🤖 AI Summary
Robotic rebar-tie pose estimation in dense rebar node scenarios suffers from poor robustness and high data dependency, posing a critical bottleneck for construction automation. This paper proposes a few-shot rebar-tie planning method that integrates geometric perception with SE(3)-equivariant diffusion modeling. Specifically, robust node localization is achieved via DBSCAN clustering and PCA-based orientation estimation; optimal tie sequences are generated using geometric feature extraction coupled with an SE(3)-equivariant denoising diffusion model—requiring only 5–10 expert demonstrations. The approach enables tight perception–planning co-design, achieving high-success-rate node detection and precise sequential tying across single-layer, multi-layer, and cluttered rebar configurations. Compared to conventional methods, it substantially reduces data requirements and manual hyperparameter tuning effort, while significantly improving generalization and robustness in complex, real-world construction environments.
📝 Abstract
Rebar tying is a repetitive but critical task in reinforced concrete construction, typically performed manually at considerable ergonomic risk.
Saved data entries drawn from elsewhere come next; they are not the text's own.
Issue #5780, opened 2026-05-12
Desktop notification showing incorrect battery percentage on dual battery systems


Michael-Steshenko:
### System details

ThinkPad T480

### What's wrong?

The battery percentage showed in the waybar correctly shows the unified battery level from both batteries.
When you right click the battery icon in the waybar, it runs the [omarchy-battery-status script](https://github.com/basecamp/omarchy/blob/dev/bin/omarchy-battery-status), which gets the battery information only for BAT0:
```
battery_info=$(upower -i $(upower -e | grep BAT))
```
This results in inconsistent battery reading between what is shown in the waybar and the notification when you right click it.

Video showing the issue:
https://github.com/user-attachments/assets/d12dc8c7-rbf0a-496d-a84e-b558cefae0fe
Ignore the rounding error between 82% and 81% that is a separate, pre-existing issue.

### Suggested fix
There are 2 ways of fixing this I think could work here, happy to hear opinions.
1. just show the unified reading in the desktop notification by changing 
```
battery_info=$(upower -i $(upower -e | grep BAT))
```
to
```
battery_info=$(upower -i /org/freedesktop/UPower/devices/DisplayDevice)
```
see info about [/org/freedesktop/UPower/devices/DisplayDevice](https://upower.freedesktop.org/docs/UPower.html)

2. Alternatively we could display the information for each battery in a separate row in the desktop notification. 

I am happy to create a PR for either solution.

dhh:
Closing because Quattro replaces the affected Waybar, Mako, SwayOSD, Makima, About, battery, notification, or OSD surface with the native Omarchy shell implementation.

PR #5958, opened 2026-05-23
Fix dual-battery handling in upower queries

stefanomainardi:
## Summary

Fixes the dual-battery inconsistency reported by @Michael-Steshenko in #5780: the waybar percentage and the right-click notification disagree on multi-battery systems (e.g. ThinkPad T480 with internal + slice).

## Root cause

Five scripts share the same anti-pattern:

```bash
upower -i $(upower -e | grep BAT)
```

`upower -e` lists every device path. When two batteries exist, `grep BAT` returns two lines, and `upower -i` is invoked with multiple positional args — it only honors the first. So the scripts report BAT0 only, while waybar's native battery module shows the correct unified value.

## Fix

Switch every call to `upower -i /org/freedesktop/UPower/devices/DisplayDevice`. That's upower's composite virtual device aggregating all power sources — the same data waybar uses internally. Same fields are exposed (`percentage`, `energy-rate`, `state`, `time-to-empty/full`, `energy-full`), so no other code change is needed.

## Scope

All five scripts in the affected callgraph are fixed in a single commit because they all share the same bug from the same root cause:

| Script | Used by |
|---|---|
| `bin/omarchy-battery-status` | waybar right-click + `SUPER+CTRL+ALT+B` notification |
| `bin/omarchy-battery-remaining-time` | called by `battery-status` |
| `bin/omarchy-battery-capacity` | called by `battery-status` |
| `bin/omarchy-battery-remaining` | called by `battery-monitor` |
| `bin/omarchy-battery-monitor` | systemd timer, critical-low alert |

The last two aren't strictly required to fix the symptom in the issue, but the same anti-pattern was silently breaking the critical-low alert as well — on dual-battery systems it could misfire (trigger when only BAT0 hits 10% while BAT1 is full) or never trigger (BAT0 stays charged thanks to BAT1 draining first). Reviewers — happy to split if you prefer one PR per concern.

## Master backport

The same five scripts exist on `master` with identical content (verified: `git diff origin/master:bin/omarchy-battery-{status,remaining,remaining-time,capacity,monitor} origin/dev:...`). If you'd like me to open a parallel PR against `master`, just say so.

## Test plan

- [x] `bash -n` clean on all five scripts
- [x] Smoke-run on a single-battery (well, no-battery — DisplayDevice still exists and returns sensible empty values) system, scripts don't crash and produce parseable output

Recent advances in robotic manipulation hold the potential to automate the tying process, yet face challenges in accurately estimating tying poses in congested rebar nodes. In this paper, we introduce a hybrid perception and motion planning approach that integrates geometry-based perception with Equivariant Denoising Diffusion on SE(3) (Diffusion-EDFs) to enable robust multi-node rebar tying with minimal training data. Our perception module utilizes density-based clustering (DBSCAN), geometry-based node feature extraction, and principal component analysis (PCA) to segment rebar bars, identify rebar nodes, and estimate orientation vectors for sequential ranking, even in complex, unstructured environments. The motion planner, based on Diffusion-EDFs, is trained on as few as 5-10 demonstrations to generate sequential end-effector poses that optimize collision avoidance and tying efficiency. The proposed system is validated on various rebar meshes, including single-layer, multi-layer, and cluttered configurations, demonstrating high success rates in node detection and accurate sequential tying. Compared with conventional approaches that rely on large datasets or extensive manual parameter tuning, our method achieves robust, efficient, and adaptable multi-node tying while significantly reducing data requirements. This result underscores the potential of hybrid perception and diffusion-driven planning to enhance automation in on-site construction tasks, improving both safety and labor efficiency.